Re: [RFC PATCH 1/1] kvm: Note an RCU quiescent state on guest exit

Leonardo Bras <leobras@xxxxxxxxxx> · Mon, 24 Jun 2024 23:31:51 -0300

On Thu, Jun 20, 2024 at 10:26:38AM -0700, Paul E. McKenney wrote:
> On Thu, Jun 20, 2024 at 04:03:41AM -0300, Leonardo Bras wrote:
> > On Wed, May 15, 2024 at 07:57:41AM -0700, Paul E. McKenney wrote:
> > > On Wed, May 15, 2024 at 01:45:33AM -0300, Leonardo Bras wrote:
> > > > On Tue, May 14, 2024 at 03:54:16PM -0700, Paul E. McKenney wrote:
> > > > > On Mon, May 13, 2024 at 06:47:13PM -0300, Leonardo Bras Soares Passos wrote:
> > > > > > On Mon, May 13, 2024 at 4:40 PM Sean Christopherson <seanjc@xxxxxxxxxx> wrote:
> > > > > > >
> > > > > > > On Fri, May 10, 2024, Leonardo Bras wrote:
> > > > > > > > As of today, KVM notes a quiescent state only in guest entry, which is good
> > > > > > > > as it avoids the guest being interrupted for current RCU operations.
> > > > > > > >
> > > > > > > > While the guest vcpu runs, it can be interrupted by a timer IRQ that will
> > > > > > > > check for any RCU operations waiting for this CPU. In case there are any of
> > > > > > > > such, it invokes rcu_core() in order to sched-out the current thread and
> > > > > > > > note a quiescent state.
> > > > > > > >
> > > > > > > > This occasional schedule work will introduce tens of microsseconds of
> > > > > > > > latency, which is really bad for vcpus running latency-sensitive
> > > > > > > > applications, such as real-time workloads.
> > > > > > > >
> > > > > > > > So, note a quiescent state in guest exit, so the interrupted guests is able
> > > > > > > > to deal with any pending RCU operations before being required to invoke
> > > > > > > > rcu_core(), and thus avoid the overhead of related scheduler work.
> > > > > > >
> > > > > > > Are there any downsides to this?  E.g. extra latency or anything?  KVM will note
> > > > > > > a context switch on the next VM-Enter, so even if there is extra latency or
> > > > > > > something, KVM will eventually take the hit in the common case no matter what.
> > > > > > > But I know some setups are sensitive to handling select VM-Exits as soon as possible.
> > > > > > >
> > > > > > > I ask mainly because it seems like a no brainer to me to have both VM-Entry and
> > > > > > > VM-Exit note the context switch, which begs the question of why KVM isn't already
> > > > > > > doing that.  I assume it was just oversight when commit 126a6a542446 ("kvm,rcu,nohz:
> > > > > > > use RCU extended quiescent state when running KVM guest") handled the VM-Entry
> > > > > > > case?
> > > > > > 
> > > > > > I don't know, by the lore I see it happening in guest entry since the
> > > > > > first time it was introduced at
> > > > > > https://lore.kernel.org/all/1423167832-17609-5-git-send-email-riel@xxxxxxxxxx/
> > > > > > 
> > > > > > Noting a quiescent state is cheap, but it may cost a few accesses to
> > > > > > possibly non-local cachelines. (Not an expert in this, Paul please let
> > > > > > me know if I got it wrong).
> > > > > 
> > > > > Yes, it is cheap, especially if interrupts are already disabled.

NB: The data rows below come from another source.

PR #1620, opened 2024-06-06
Fix marshalling test (compression issue was fixed in 5.1.1)

OlivierNicole:
See https://ocaml.org/releases/5.1.1. Currently this test fails with 5.1.1.

### DIFF
--- a/compiler/tests-jsoo/test_marshal.ml
+++ b/compiler/tests-jsoo/test_marshal.ml
@@ -139,17 +139,19 @@ let%expect_test _ =
     "\132\149\166\189\r\022\206\021\001\147F\137d(\181/\253\000Xm\000\0000\n\
      \000\000'\016c\001\000\012\135\007E"
   in
-  let ocaml_5_1 =
+  let ocaml_5_1_0 =
     match String.split_on_char '.' Sys.ocaml_version with
-    | major :: minor :: _ ->
-        let major = int_of_string major and minor = int_of_string minor in
-        major > 5 || (major = 5 && minor >= 1)
+    | major :: minor1 :: minor2 :: _ ->
+        let major = int_of_string major
+        and minor1 = int_of_string minor1
+        and minor2 = int_of_string minor2 in
+        major > 5 || (major = 5 && minor1 = 1 && minor2 = 0)
     | _ -> assert false
   in
   let s =
     (* This would only work on OCaml 5.1.0 if we were not linking
        against compiler-libs *)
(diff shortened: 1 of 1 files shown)


hhugo:
Why is the CI not complaining about this ?

OlivierNicole:
I’m not sure; maybe its 5.1.1 compiler is configured differently from mine?

hhugo:
Ah yes, I guess we could condition the test on `Compression.compression_supported`

hhugo:
This is the only test checking compression with marshal. I'd prefer to keep it enabled on ocaml > 5.1.0 as it runs and pass in the CI. We could try to come up with a better condition to decide whether compression is enabled though.

OlivierNicole:
After thinking about it more, I don’t think that is the right decision. The situation at present is the following:

- The test passes on 5.1.0, because 5.1.0 has mandatory zstd integration. But this was changed in 5.1.1 because it caused dependency problems and it has lead to the release of 5.1.1;
- On 5.1.1 and later, the test passes or fail depending on how the OCaml install was configured. What happens is that the condition `ocaml_5_1` is true and so the test attempts to unmarshal compressed data. It works if OCaml was built with ZSTD support _and_ compiler-libs is linked in (which is the case here).

But the building of OCaml with ZSTD support happens implicitly, _if_ zlib is available at configure time, which is not something the programmer necessarily thinks about. To wit, on my NixOS zlib is not available unless I explicitly ask for it in my shell, and so my switch was compiled without ZSTD without me even thinking about it. As a consequence, this test has been constantly failing on my machine on all OCaml versions except the (more or less deprecated) 5.1.0, and it took me several hours to find out exactly why. It is nice if all tests pass on the CI but the experience is not very good for us JSOO developers.

For this reason I propose the following: remove this test from the file and move it to a separate test, that will be enabled only on 5.1.1 or later and will test `Compression.compression_supported`. (I don’t see much worth in testing on 5.1.0.)

What do you think?

hhugo:
> For this reason I propose the following: remove this test from the file and move it to a separate test, that will be enabled only on 5.1.1 or later and will test `Compression.compression_supported`. (I don’t see much worth in testing on 5.1.0.)
> 
> What do you think?

Sounds good

OlivierNicole:
I pushed this to the branch. Could you re-open the PR?

hhugo:
Can't re-open it, can you create a new one

hhugo:
reopened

> > > > > (As in the scheduler asks RCU to do the same amount of work on its
> > > > > context-switch fastpath.)
> > > > 
> > > > Thanks!
> > > > 
> > > > > 
> > > > > > I don't have a historic context on why it was just implemented on
> > > > > > guest_entry, but it would make sense when we don't worry about latency
> > > > > > to take the entry-only approach:
> > > > > > - It saves the overhead of calling rcu_virt_note_context_switch()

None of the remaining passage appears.